To ensure the Phase 2 pipeline could run end-to-end during local testing, the LLM provider was switched to Groq, which offers a free and reliable API for OpenAI-compatible models (e.g. LLaMA 3.3).
Reasons for choosing Groq:
- Free-tier availability without billing setup
- OpenAI-compatible API format (minimal code changes)
- Fast and stable responses for long-form text rewriting
The original llm.service.js was replaced with groq.service.js, while keeping the same
function signature.
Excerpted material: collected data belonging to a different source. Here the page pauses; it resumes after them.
PR #3451, opened 2023-06-07
Cable Connection: Implement standard flow for dApp connect popup

Shadowfiend:
The dApp Connect popup now shows the top bar for switching
between Taho being default and not, and includes an explanatory
popover triggered by clicking on an `i` icon.

This PR does not yet implement the “first time” flow, where the
default wallet explanation appears without user interaction;
that is in #3464. It also does not implement automatically closing
the dApp connection popup and bringing up the next wallet if
default connection is turned off; that is in #3462.

## Testing

- [x] Try to connect to a dApp while Taho is marked as default.
      The Taho dApp connection flow should come up.
  - [x] There should be a top bar on the connection modal that
        matches the one in the wallet popup.
  - [x] When clicking the default toggle on/off, opening the wallet
        popup should show the same default state.
  - [x] Toggling default to off (or not Taho) and then closing the
        dApp Connection modal, then reloading the dApp and attempting
        to connect, should trigger the other wallet's dApp Connection
        flow.

Additionally, without updated dApp Connections enabled:

- [x] Try to connect to a dApp while Taho is marked as default.
      The Taho dApp connection flow should come up.
  - [x] There should NOT be a top bar on the connection modal that
        matches the one in the wallet popup.

## Testing Environment

```
ENABLE_UPDATED_DAPP_CONNECTIONS=true
```

Latest build: [extension-builds-3451](https://github.com/tahowallet/extension/suites/13578654320/artifacts/747855360) (as of Tue, 13 Jun 2023 18:45:28 GMT).

PR #3462, opened 2023-06-08
Repeater Connection: Forward requests to new default when default is switched off during dApp connection flow

Shadowfiend:
Adds the ability to pass through to the next provider as soon
as the user toggles default wallet off.

Can be reviewed and merged separately from #3451.

Ex:

https://github.com/tahowallet/extension/assets/8245/9fcb3c77-8242-4461-831b-7988243be4ed

## Testing

- [ ] Make sure Taho is set as default and connect to a dApp, waiting for the dApp Connection popup to appear.
- [ ] Switch the default wallet toggle to off in the top bar of the dApp Connection popup.
  - [ ] The dApp Connection popup should disappear, and the next wallet should pop up its connection flow immediately.

Note that you can get into a state where you've previously requested a MetaMask connection, but did not complete the flow (e.g. by not unlocking MetaMask). In this case MetaMask will auto-decline the connection request from the dApp, so the above flow will appear not to work. Make sure MetaMask is in an unlocked idle state before testing the flow above.

## Testing Env

```
ENABLE_UPDATED_DAPP_CONNECTIONS=true
```

Latest build: [extension-builds-3462](https://github.com/tahowallet/extension/suites/13633228421/artifacts/752242181) (as of Thu, 15 Jun 2023 15:12:02 GMT).

### DIFF
--- a/ui/pages/DAppConnect/DAppConnectPage.tsx
+++ b/ui/pages/DAppConnect/DAppConnectPage.tsx
@@ -1,4 +1,4 @@
-import React, { ReactElement } from "react"
+import React, { ReactElement, useEffect } from "react"
 import { AccountTotal } from "@tallyho/tally-background/redux-slices/selectors"
 import { PermissionRequest } from "@tallyho/provider-bridge-shared"
 import { useTranslation } from "react-i18next"
@@ -7,10 +7,12 @@ import {
   isDisabled,
   isEnabled,
 } from "@tallyho/tally-background/features"
+import { selectDefaultWallet } from "@tallyho/tally-background/redux-slices/ui"
 import SharedButton from "../../components/Shared/SharedButton"
 import SharedAccountItemSummary from "../../components/Shared/SharedAccountItemSummary"
 import RequestingDAppBlock from "./RequestingDApp"
 import SwitchWallet from "./SwitchWallet"
+import { useBackgroundSelector } from "../../hooks"
 
 type DAppConnectPageProps = {
   permission: PermissionRequest
@@ -29,6 +31,19 @@ export default function DAppConnectPage({
 }: DAppConnectPageProps): ReactElement {
   const { t } = useTranslation("translation", { keyPrefix: "dappConnection" })
   const { title, origin, faviconUrl, accountAddress } = permission
+
+  const isDefaultWallet = useBackgroundSelector(selectDefaultWallet)
+
+  useEffect(() => {
+    if (
+      isEnabled(FeatureFlags.ENABLE_UPDATED_DAPP_CONNECTIONS) &&
+      !isDefaultWallet
+    ) {
+      // When default wallet is toggled off, wait for the toggle animation to
+      // complete and close the window out.
+      setTimeout(() => window.close(), 300)
+    }
+  }, [isDefaultWallet])
 
   return (
     <>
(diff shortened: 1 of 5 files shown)


window-provider/index.ts
```diff
@@ -165,6 +169,34 @@ export default class TallyWindowProvider extends EventEmitter {
...
+            // received.
+            .sort(([id], [id2]) => Number(BigInt(id2) - BigInt(id)))
+            .forEach(([id, { sendData, reject, resolve }]) => {
+              window.walletRouter
+                ?.routeToNewDefault(sendData.request)
+                // On success or error, call the original reject/resolve
+                // functions to notify the requestor of the new wallet's
+                // response.
+                .then((...a) => resolve(...a))
+                .catch((...b) => reject(...b))
```
hyphenized, line 194: Minor nit here that this is the same as `.then(resolve, reject)`

window-provider/index.ts
```diff
@@ -165,6 +169,34 @@ export default class TallyWindowProvider extends EventEmitter {
...
+
+              this.requestResolvers.delete(id)
```
hyphenized, line 196: I think it's safe to remove this since we've already cleared the map

ui/pages/DAppConnect/DAppConnectPage.tsx
```diff
@@ -30,6 +32,19 @@ export default function DAppConnectPage({
...
+  const isDefaultWallet = useBackgroundSelector(selectDefaultWallet)
+
+  useEffect(() => {
+    if (
+      isEnabled(FeatureFlags.ENABLE_UPDATED_DAPP_CONNECTIONS) &&
+      !isDefaultWallet
+    ) {
+      // When default wallet is toggled off, wait for the toggle animation to
+      // complete and close the window out.
+      setTimeout(() => window.close(), 300)
```
hyphenized, line 44: I think this is causing an issue when Taho is the only wallet available. On https://pancakeswap.finance/ when Taho is not the default, connecting with the injected option causes the popup to close immediately.

hyphenized (changes requested):
Looks great! Found one bug and left a couple of comments.

window-provider/index.ts
Shadowfiend: I find this clearer (except probably for using `.then(resolve).catch(reject)` instead of spreading), tbh, but don't have a particularly strong opinion. If you feel strongly I'm happy to change it.

ui/pages/DAppConnect/DAppConnectPage.tsx
Shadowfiend: Incidentally this shouldn't trigger in that scenario—it should really only trigger when the user actively toggles it off, i.e. on transition. Let me noodle on this a little.

If this isn't causing that behavior with the feature flag off, let's not let it block the merge since there's a follow-up in the mix.

window-provider/index.ts
Shadowfiend: https://github.com/tahowallet/extension/pull/3462/commits/117fed883489277e9a6ad93584475e3b99515aa1

window-provider/index.ts
Shadowfiend: Switched to `.then(resolve).catch(reject)` (+ prettier) in https://github.com/tahowallet/extension/pull/3462/commits/117fed883489277e9a6ad93584475e3b99515aa1 .

hyphenized (approved):
🚢

PR #3463, opened 2023-06-09
Fix broken E2E test removing wallet

michalinacienciala:
After changes made in https://github.com/tahowallet/extension/pull/3447 the E2E tests started to fail on `await page.locator(".profile_button").nth(1).click()` in `e2e-tests/accounts.spec.ts` file. The element could not be found. It looks that previously some DOM elements were duplicated and we had two elements with class name `profile_button`. Now we have only one, so we can remove the `.nth(1)` locator from the step.


jagodarybacka (approved):
Looks good ✅

Shadowfiend:
Excited that the e2e tests picked this up, and that I caused it 🙃

Shadowfiend:
(And thankful you found it!)

PR #3465, opened 2023-06-12
Update Ledger connection status icons

### LINKED ISSUE #1066: Ledger - Sign-tx screens missing status graphics
Adding this as a UI fix and not a bug. As i realise it might not be a quick and easy task. It is also not blocking.

image

hyphenized:
Closes #1066

Updates and adds ledger connection icons for disconnected / error / unknown states. Assets for the ledger background were not reused as to avoid positioning issues around the different icons used for each state.

## To Test
- [x] Connect a ledger account, onboarding should display the same blank state ledger icon
- [x] Disable blind signing, attempt to sign a transaction, you should see the new "check error" icon / CTA
- [x] Disconnect the ledger, ledger icon should display new disconnected state

Latest build: [extension-builds-3465](https://github.com/tahowallet/extension/suites/13854686465/artifacts/769693087) (as of Mon, 26 Jun 2023 05:52:54 GMT).


Shadowfiend:
Heads up that I think the disconnected icon *also* needs to be updated to look like https://www.figma.com/file/q8gfu9XTbYBF07KMnDCtsD/UI---Dark?type=design&node-id=6062-145221&t=aadjjnIsgiBaqRVa-4 .

ui/public/images/connect_ledger_indicator_check.svg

This allowed the rest of the pipeline to remain unchanged.
- The Phase 2 script successfully:
- Fetches original articles
- Searches and scrapes reference articles
- Calls the Groq LLM to rewrite content
- Stores updated articles along with reference links
- All external API calls include defensive checks and graceful failure handling
- If any step fails for a specific article, the pipeline skips it and continues
This approach ensures correctness, transparency, and a working end-to-end flow without relying on paid API credits.
Updated articles are stored using the same articles table:
- Original articles have
is_updated = 0 - Updated articles have
is_updated = 1 - Reference links are stored as JSON and rendered separately on the frontend
This avoids unnecessary schema complexity while keeping the relationship clear.
- If fewer than two suitable reference articles are found, the article is skipped.
- Failures in one article do not stop the entire script.
- The pipeline prioritizes clarity and determinism over aggressive automation.
The goal of this phase is correctness and explainability, not maximum throughput.
The backend diagram below shows the high-level data flow across all three phases. It highlights how articles are scraped, stored, updated using an LLM, and finally displayed on the frontend.
The focus of the diagram is clarity of data movement rather than low-level implementation details.
The frontend acts as a presentation layer that fetches article data from the backend API. Upon page load, the React application sends a GET request to /api/articles. The backend responds with both original and updated articles.
The frontend groups articles by title and displays the original and rewritten versions side by side, along with reference links. No data mutation occurs on the frontend.
- React-based frontend to display articles.
- Shows both original and updated versions.
- Simple, responsive UI focused on readability rather than heavy styling.
-
Install MySQL locally.
-
Create a database (for example:
beyondchats). -
Run the schema file:
mysql -u root -p beyondchats < backend/db/schema.sql
Database credentials are managed using environment variables.
- Clone repo
- Install dependencies npm install
- Create .env file
- Run scraper
- Start API server
- Run rewrite script
- Start frontend
The scraper intentionally uses simple and defensive selectors to avoid overfitting to the current HTML structure of the blog.
Pagination is handled explicitly to ensure the scraper always targets the oldest content, even when the last page contains fewer articles.
I checked for an RSS/Atom feed as a cleaner way to fetch articles, but chose to scrape the blogs section directly to stay aligned with the assignment requirement of scraping from the last page.
Backend code follows a basic service–controller pattern to keep responsibilities separated and the logic easy to follow.
Original articles are stored immutably. Updated articles are inserted as separate records, enabling clean side-by-side comparison without mutating source data.
The focus of this project is correctness, clarity, and following the assignment requirements without over-engineering.